What I want to do is to read every four lines of *.fq.gz file in parallel with OpenMP. The code blow could be compiled successfully, but will show incorrect results sometimes. In each for loop, I used 4 times of getline() to read the file. I'm not sure how OpenMP will handle the multiple jobs in each for loop and how the .gz file handle will move between for loops of OpenMP.

I've searched internet and OpenMP documents for help, but still don't quite get it. So any help will be appreciated.

Thanks,


#include <iostream>
#include <string>
#include <cstdlib>
#include <gzstream.h>
#include <omp.h>
using namespace std;

string reverseStrand (string seq);

int main (int argc, char ** argv) {
    const char* gzFqFile;
    unsigned int nReads;

    if (argc == 3) {
        gzFqFile = argv[1];
        nReads   = atoi(argv[2]); }
    else {
        printf("\n%s <*.fq.gz> <number_of_reads>\n", argv[0]);
        return 1; }

    igzstream gz(gzFqFile);
    string li, bp36, strand, revBp36;
    unsigned int i;
    #pragma omp parallel shared(gz) private(i,li,bp36,strand,revBp36)
    {
        #pragma omp for schedule(dynamic)
        for(i = 0;i < nReads;++i) {
            li      = "";
            bp36    = "";
            strand  = "";
            revBp36 = "";
            getline(gz,li,'\n');
            getline(gz,li,'\n');
            bp36 = li;
            getline(gz,li,'\n');
            strand = li;
            getline(gz,li,'\n');
            if(strand.compare("-") == 0) {
                revBp36 = reverseStrand(bp36);
            }
            cout << bp36 << " " << strand << " " << revBp36 << "\n";
        }
    }
    gz.close();
}
user1465767
  • 41
  • 1
  • 6
  • 2
    You can't read in parallel from _compressed_ files, even if the original uncompressed content consists of equally sized records.
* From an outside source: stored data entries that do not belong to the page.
Issue #220, opened 2025-06-23
Serialization of languages doesn't mention LionCore-builtins in used languages


dslmeinte:
This was signalled through the integration testing repo: https://github.com/LionWeb-io/lionweb-integration-testing/actions/runs/15831929543/job/44626475550#step:10:37

The specification says: “If the chunk describes a language (M2), it might include instances of builtins' language entities. In this case, builtins MUST be listed as used language like any other language.{fn-org153}”

ftomassetti:
Also https://github.com/LionWeb-io/specification/issues/367 may be relevant for this issue

ftomassetti:
Also https://github.com/LionWeb-io/specification/issues/380 is related, I think

dslmeinte:
Related: https://github.com/LionWeb-io/lionweb-integration-testing/issues/30

PR #221, opened 2025-06-24
Change LionCore/M3 JSON manually to turn integration tests green

dslmeinte:
Should fix issue #220


ftomassetti:
Looks good to me. All tests pass and the file was probably copied from somewhere, so changing it manually seems the right thing to do.

Thank you!

PR #230, opened 2025-06-28
Revise how we calculate languages to list as used languages

ftomassetti:
Verify that #220 is working: LionCoreBuiltins was already appearing when needed, the issue was probably only present in a file stored in the repository and not generated.

Consider also https://github.com/LionWeb-io/specification/issues/367

We simplify the logic to calculate used languages in SerializationChunks, just looking for the metapointers appearing in the chunk.

### DIFF
--- a/emf-builtins/plugin.xml
+++ b/emf-builtins/plugin.xml
@@ -10,5 +10,12 @@
       </package>
    </extension>
 
-null
+   <extension point="org.eclipse.emf.ecore.generated_package">
+      <!-- @generated builtins -->
+      <package
+            uri="http://lionweb.io/lionweb-java/emf/core/builtins/2023.1"
+            class="io.lionweb.emf.builtins.BuiltinsPackage"
+            genModel="src/main/model/builtins.genmodel"/>
+   </extension>
+
 </plugin>


emf-builtins/plugin.xml
```diff
@@ -10,12 +10,5 @@
...
 
-   <extension point="org.eclipse.emf.ecore.generated_package">
-      <!-- @generated builtins -->
-      <package
-            uri="http://lionweb.io/lionweb-java/emf/core/builtins/2023.1"
-            class="io.lionweb.emf.builtins.BuiltinsPackage"
-            genModel="src/main/model/builtins.genmodel"/>
-   </extension>
-
+null
```
dslmeinte, line 13: I'm guessing this is a change that's unrelated to the rest of the PR. What's its effect?

ftomassetti:
> Can you explain a bit more about what the essence of this change is? In particular, can you explain – e.g. in comments – what “considering” means here?
> 
> I like the shorter code, which doesn't have this “let's traverse through everything again”.

Yes, in essence before we were considering every element touched during serialization to reason of what kind of dependencies the user would need to properly load the chunk, even if those dependencies were not immediately apparent from the chunk. For example, if there is a node Foo with concept C, the language of concept C is an obvious dependency, but if C implements interface I and I is from another language, that other language is an indirect/implicit dependency. Before we were aiming to uncover those, to simplify the life of the user and because this is how I interpreted the meaning of UsedLanguages (maybe I interpreted it as _Necessary Languages for loading_). But since it was clarified that we should just list the languages mentioned in the metapointers I could simplify the code

Issue #363, opened 2020-04-22
`RawFdContainer` seems to be unsound


eduardosm:
`RawFdContainer` allows to wrap and close arbitrary file descriptors, which does not seem very safe. In fact, the standard library has [this](https://doc.rust-lang.org/std/os/unix/io/trait.FromRawFd.html), where the `from_raw_fd` method is unsafe.

The solution would be to make `RawFdContainer::new` unsafe, remove `impl<T: IntoRawFd> From<T> for RawFdContainer`, and possibly implement `std::os::unix::io::FromRawFd` for `RawFdContainer`.

psychon:
> RawFdContainer allows to wrap and close arbitrary file descriptors, which does not seem very safe.

Why? How can this lead to memory unsafety? This sounds weird and I have no idea on how an example could look like.

From the docs:

> This function is also unsafe as the primitives currently returned have the contract that they are the sole owner of the file descriptor they are wrapping. Usage of this function could accidentally allow violating this contract which can cause memory unsafety in code that relies on it being true.

Well, `RawFdContainer` does not allow violating the "sole owner" stuff...

eduardosm:
> Well, `RawFdContainer` does not allow violating the "sole owner" stuff...

A `RawFdContainer` will close the FD when dropped, that's "taking ownership".

> Why? How can this lead to memory unsafety? This sounds weird and I have no idea on how an example could look like.

Something like this:
* A `std::fs::File` (well call it `file`) is created, allocating a FD number.
* A `RawFdContainer` is created with `RawFdContainer::new(file.as_raw_fd())`
* The `RawFdContainer` is dropped, closing the FD, but `file` is still living with a dangling FD.

At this point, trying to do something with `file` will cause an `EBADF`, which is not "that bad" in terms of safety. However, if a new resource that allocates a FD is open, it might reuse the FD number. In that case, operations on `file` will unexpectedly affect that new resource.

psychon:
Random shower thought: A combination of `AsRawFd` and `libc::dup` instead.. That way, `RawFdContainer` would create its own copy of the FD. Any unsafety that stems from concurrent use of the same file descript*ion* would stay, but at least any unsafety related to same file descrip*ors* would go away.

This could also lead to a possibly slightly nicer API. Instead of requiring arguments of type `impl Into<RawFdContainer>`, the code could use `&impl AsRawFd` for the arguments.
[...]

PR #390, opened 2020-05-02
RustConnection: Support FD passing

### LINKED ISSUE #254: Support FD passing in RustConnection
Once upon a time I looked into sending FDs in Rust.

I saw the `fd_passing` crate: https://docs.rs/fd-passing/0.0.1/fd_passing/
It is quite low-level and I guess not usable for us, since it does not support sending arbitrary FDs.

There is also https://crates.io/crates/uds, which seems loosely related, but also not really.

I guess for the time being, not supporting FD passing in `RustConnection` is the best option.

Edit: One possible solution is to write traits `ReadWithFD` and `WriteWithFD` that behave similar to the `Read` and `Write` traits from std. Then, some adaptor could be added that takes a `Read` and turns it into a `ReadWithFD` (no FDs can ever be received). Similarly, writing FDs would always fail for `WriteWithFD`.

Edit: https://www.reddit.com/r/rust/comments/fkqzsn/passfd_little_crate_to_transfer_file_descriptors/ and its comments are related.

psychon:
This implements FD passing for `RustConnection` in safe Rust based on the `nix` crates. This fixes #254.

There is also some (small) overlap/conflict with #386 since this also touches `RawFdContainer` to use the `nix` crate. This means that `RawFdContainer` is always available on unix, even without `allow-unsafe-code`. Whether this is really the correct situation to be in is discussed in #363.


psychon:
Yaaay. :-)

PR #391, opened 2020-05-02
 Use type aliases for <eventcopy> and <errorcopy> definitions

eduardosm:
Reduces the amount of parse and serialize code.


psychon:
I was curious. Just the last commit has this stat:
```
 5 files changed, 1258 insertions(+), 5543 deletions(-)
```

You must serialise the I/O with critical sections and you would essentially loose the benefits of parallel processing. Read as much as you can from the file in a single thread and then process in parallel what you have read, then repeat until EOF. – Hristo Iliev Jun 19 '12 at 10:34

2 Answers2

3

More of an extended comment than an answer perhaps but here goes anyway ...

Even if getline were thread safe it's probably not a good idea to have multiple threads in an OpenMP program all trying to read the same file simultaneously. Unless you have a parallel file system (since you don't mention it I assume you don't) you run the risk of writing a program in which the threads fight each other for the single I/O channel. Consider the case of 4 threads each reading different parts of a file all using 1 read/write head on a disk. Quasi-random reading of small bits of a file is probably the slowest approach you could think of.

Haatschi's suggestion, of wrapping the file access in a critical section, will simply mean that instead of fighting for I/O access the threads play nicely together, each waiting politely for its turn. But, as Haatschi suggests, this is not likely to lead to any speedup in file reading, more likely (in my experience) to lead to a slow down. If I/O time is not critical this might be a way to go.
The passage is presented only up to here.